Data START

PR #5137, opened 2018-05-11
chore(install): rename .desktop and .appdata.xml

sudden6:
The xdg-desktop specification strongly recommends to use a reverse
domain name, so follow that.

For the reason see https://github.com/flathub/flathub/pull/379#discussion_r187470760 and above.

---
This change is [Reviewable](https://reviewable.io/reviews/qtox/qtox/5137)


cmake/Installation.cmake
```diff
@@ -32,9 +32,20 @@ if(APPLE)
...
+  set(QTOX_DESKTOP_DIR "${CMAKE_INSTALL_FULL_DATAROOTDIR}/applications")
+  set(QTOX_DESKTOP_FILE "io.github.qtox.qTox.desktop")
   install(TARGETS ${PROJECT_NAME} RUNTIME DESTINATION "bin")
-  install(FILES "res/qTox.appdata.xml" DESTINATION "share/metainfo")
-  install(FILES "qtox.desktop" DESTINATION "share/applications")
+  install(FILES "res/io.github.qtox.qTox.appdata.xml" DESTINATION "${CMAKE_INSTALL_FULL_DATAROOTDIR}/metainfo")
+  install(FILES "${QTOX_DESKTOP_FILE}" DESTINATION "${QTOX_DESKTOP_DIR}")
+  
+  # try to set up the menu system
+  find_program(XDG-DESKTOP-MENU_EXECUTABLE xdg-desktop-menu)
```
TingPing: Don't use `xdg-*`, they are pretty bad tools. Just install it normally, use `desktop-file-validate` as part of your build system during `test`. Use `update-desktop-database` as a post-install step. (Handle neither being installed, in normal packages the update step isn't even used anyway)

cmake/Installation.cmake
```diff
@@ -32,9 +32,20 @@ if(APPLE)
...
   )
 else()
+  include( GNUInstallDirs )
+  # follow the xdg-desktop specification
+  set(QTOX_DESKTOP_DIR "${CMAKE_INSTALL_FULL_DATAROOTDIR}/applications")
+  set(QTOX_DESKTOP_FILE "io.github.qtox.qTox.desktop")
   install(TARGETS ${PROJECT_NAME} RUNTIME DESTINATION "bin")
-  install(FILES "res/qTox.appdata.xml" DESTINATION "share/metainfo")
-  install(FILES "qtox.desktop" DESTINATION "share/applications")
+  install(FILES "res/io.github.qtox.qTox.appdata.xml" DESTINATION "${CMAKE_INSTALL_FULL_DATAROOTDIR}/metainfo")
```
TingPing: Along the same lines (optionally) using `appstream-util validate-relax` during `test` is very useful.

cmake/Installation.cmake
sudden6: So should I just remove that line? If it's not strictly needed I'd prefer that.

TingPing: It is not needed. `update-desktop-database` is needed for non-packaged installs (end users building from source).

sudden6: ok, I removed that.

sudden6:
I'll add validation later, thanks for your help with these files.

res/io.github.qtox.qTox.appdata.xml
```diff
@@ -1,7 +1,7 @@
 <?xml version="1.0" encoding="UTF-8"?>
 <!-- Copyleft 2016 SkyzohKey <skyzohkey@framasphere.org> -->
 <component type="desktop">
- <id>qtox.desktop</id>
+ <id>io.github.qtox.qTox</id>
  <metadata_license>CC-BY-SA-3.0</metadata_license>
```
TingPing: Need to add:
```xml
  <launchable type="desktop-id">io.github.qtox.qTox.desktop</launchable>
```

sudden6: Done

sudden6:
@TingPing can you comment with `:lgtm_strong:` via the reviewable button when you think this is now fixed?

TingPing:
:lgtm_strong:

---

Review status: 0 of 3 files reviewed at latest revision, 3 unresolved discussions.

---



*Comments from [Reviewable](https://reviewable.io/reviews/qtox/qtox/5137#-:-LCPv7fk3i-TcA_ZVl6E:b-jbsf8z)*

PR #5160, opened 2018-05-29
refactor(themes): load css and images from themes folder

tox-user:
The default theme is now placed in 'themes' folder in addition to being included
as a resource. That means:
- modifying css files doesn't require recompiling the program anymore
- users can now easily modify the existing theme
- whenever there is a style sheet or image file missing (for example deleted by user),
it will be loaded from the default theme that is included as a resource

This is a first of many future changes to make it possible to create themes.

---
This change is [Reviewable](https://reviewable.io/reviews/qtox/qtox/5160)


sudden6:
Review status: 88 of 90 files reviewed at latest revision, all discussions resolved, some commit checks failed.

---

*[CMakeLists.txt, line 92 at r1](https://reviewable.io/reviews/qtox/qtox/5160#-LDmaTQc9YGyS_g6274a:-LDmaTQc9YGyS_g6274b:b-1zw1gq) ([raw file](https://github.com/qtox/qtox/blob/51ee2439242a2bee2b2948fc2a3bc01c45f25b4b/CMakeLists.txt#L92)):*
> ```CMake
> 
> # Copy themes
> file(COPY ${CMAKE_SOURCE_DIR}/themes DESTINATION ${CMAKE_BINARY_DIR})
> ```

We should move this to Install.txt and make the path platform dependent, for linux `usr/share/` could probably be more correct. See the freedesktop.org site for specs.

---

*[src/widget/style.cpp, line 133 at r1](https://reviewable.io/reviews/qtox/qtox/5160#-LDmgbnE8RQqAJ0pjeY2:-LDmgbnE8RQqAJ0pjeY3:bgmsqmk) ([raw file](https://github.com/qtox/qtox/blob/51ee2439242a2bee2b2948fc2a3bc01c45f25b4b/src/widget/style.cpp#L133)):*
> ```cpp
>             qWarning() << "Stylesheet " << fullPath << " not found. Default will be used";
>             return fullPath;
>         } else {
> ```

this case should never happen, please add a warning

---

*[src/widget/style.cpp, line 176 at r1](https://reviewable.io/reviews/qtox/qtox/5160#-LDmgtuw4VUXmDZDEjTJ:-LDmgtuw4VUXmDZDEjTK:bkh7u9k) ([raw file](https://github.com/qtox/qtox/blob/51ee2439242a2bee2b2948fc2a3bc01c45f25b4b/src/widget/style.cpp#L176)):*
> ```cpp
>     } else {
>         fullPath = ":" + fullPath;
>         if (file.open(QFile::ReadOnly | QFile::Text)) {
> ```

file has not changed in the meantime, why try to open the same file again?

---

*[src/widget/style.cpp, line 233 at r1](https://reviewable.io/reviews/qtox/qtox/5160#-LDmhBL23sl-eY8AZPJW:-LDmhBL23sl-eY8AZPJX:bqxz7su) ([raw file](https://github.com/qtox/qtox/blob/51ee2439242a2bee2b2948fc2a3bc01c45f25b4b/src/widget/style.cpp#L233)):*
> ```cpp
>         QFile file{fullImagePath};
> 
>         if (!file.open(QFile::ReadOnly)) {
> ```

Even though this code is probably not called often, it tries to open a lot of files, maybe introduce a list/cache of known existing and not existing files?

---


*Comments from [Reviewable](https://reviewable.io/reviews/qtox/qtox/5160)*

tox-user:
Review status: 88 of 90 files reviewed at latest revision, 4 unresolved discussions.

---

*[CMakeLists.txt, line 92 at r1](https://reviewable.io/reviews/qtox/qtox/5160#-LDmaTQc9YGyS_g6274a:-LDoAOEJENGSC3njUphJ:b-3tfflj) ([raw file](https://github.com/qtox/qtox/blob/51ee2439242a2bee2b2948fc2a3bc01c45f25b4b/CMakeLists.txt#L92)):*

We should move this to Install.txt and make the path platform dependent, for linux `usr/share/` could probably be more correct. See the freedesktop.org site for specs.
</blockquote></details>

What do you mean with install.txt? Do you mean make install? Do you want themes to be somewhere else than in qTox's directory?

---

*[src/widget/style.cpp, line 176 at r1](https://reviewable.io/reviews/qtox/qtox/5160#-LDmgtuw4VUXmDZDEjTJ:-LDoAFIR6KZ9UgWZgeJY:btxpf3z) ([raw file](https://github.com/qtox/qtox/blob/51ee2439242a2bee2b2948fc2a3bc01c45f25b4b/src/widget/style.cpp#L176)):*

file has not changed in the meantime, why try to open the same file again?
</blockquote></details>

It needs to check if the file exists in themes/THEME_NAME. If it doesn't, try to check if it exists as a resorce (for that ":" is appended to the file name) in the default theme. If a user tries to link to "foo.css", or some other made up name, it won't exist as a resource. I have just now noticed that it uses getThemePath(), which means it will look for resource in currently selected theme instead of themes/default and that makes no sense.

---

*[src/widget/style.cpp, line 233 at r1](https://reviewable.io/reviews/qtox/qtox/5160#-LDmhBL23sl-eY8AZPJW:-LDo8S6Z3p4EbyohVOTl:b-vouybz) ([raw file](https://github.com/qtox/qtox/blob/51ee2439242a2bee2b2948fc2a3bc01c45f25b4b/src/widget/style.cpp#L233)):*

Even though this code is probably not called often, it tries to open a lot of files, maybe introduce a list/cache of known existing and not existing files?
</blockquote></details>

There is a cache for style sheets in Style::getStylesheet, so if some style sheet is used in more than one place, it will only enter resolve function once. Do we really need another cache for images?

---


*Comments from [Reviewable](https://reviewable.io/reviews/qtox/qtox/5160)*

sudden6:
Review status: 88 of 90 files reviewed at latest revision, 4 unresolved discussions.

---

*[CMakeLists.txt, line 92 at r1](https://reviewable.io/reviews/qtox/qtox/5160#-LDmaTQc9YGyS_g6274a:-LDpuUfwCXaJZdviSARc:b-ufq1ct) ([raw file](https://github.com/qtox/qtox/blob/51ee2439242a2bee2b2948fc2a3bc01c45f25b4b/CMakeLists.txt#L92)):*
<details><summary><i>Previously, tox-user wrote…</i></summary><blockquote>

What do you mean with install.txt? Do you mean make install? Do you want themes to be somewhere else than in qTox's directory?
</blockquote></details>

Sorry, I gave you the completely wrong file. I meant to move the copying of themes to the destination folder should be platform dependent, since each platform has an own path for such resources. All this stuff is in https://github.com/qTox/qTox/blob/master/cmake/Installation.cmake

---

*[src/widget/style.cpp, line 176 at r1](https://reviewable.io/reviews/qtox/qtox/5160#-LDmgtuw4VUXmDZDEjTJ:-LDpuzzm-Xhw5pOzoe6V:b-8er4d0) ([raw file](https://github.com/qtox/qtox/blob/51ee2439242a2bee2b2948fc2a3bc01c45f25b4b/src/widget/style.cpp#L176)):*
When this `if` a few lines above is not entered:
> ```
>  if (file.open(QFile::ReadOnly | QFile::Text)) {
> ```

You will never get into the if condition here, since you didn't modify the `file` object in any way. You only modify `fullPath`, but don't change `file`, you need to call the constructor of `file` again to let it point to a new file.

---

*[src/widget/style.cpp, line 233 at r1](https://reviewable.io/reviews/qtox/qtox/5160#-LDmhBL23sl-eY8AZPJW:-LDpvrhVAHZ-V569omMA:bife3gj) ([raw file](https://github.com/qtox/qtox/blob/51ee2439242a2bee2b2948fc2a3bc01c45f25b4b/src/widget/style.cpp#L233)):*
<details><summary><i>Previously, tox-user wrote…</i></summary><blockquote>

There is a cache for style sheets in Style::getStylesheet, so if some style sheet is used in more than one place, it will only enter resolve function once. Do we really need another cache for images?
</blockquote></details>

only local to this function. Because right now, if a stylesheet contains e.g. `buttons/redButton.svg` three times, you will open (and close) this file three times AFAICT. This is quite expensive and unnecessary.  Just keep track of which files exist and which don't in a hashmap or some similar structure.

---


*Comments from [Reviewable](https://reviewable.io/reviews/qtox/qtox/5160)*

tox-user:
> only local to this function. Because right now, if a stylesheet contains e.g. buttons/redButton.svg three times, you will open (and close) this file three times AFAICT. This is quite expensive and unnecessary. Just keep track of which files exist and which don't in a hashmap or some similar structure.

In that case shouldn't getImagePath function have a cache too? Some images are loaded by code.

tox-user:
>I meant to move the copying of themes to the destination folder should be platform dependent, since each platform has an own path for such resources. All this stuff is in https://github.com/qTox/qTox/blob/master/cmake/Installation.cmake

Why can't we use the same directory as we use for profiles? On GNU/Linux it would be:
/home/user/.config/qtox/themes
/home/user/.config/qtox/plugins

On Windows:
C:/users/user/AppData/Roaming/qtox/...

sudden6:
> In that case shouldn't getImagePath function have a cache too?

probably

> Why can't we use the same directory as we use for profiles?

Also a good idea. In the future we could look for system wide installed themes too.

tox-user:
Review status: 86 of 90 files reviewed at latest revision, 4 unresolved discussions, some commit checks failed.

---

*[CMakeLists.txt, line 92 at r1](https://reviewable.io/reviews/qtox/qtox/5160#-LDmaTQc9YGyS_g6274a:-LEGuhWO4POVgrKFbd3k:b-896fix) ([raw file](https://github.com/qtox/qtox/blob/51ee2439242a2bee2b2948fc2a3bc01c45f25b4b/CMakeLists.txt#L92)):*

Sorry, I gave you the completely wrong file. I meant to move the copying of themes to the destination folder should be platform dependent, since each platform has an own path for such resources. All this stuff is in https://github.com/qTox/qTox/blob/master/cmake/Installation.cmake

Data END

## [Problem details]
From the records above, print exactly the lines that run from the line with "Review status: 0" to the line with "- whenever there", inclusive.

## [Answer to this problem]
Review status: 0 of 3 files reviewed at latest revision, 3 unresolved discussions.

---



*Comments from [Reviewable](https://reviewable.io/reviews/qtox/qtox/5137#-:-LCPv7fk3i-TcA_ZVl6E:b-jbsf8z)*

PR #5160, opened 2018-05-29
refactor(themes): load css and images from themes folder

tox-user:
The default theme is now placed in 'themes' folder in addition to being included
as a resource. That means:
- modifying css files doesn't require recompiling the program anymore
- users can now easily modify the existing theme
- whenever there is a style sheet or image file missing (for example deleted by user),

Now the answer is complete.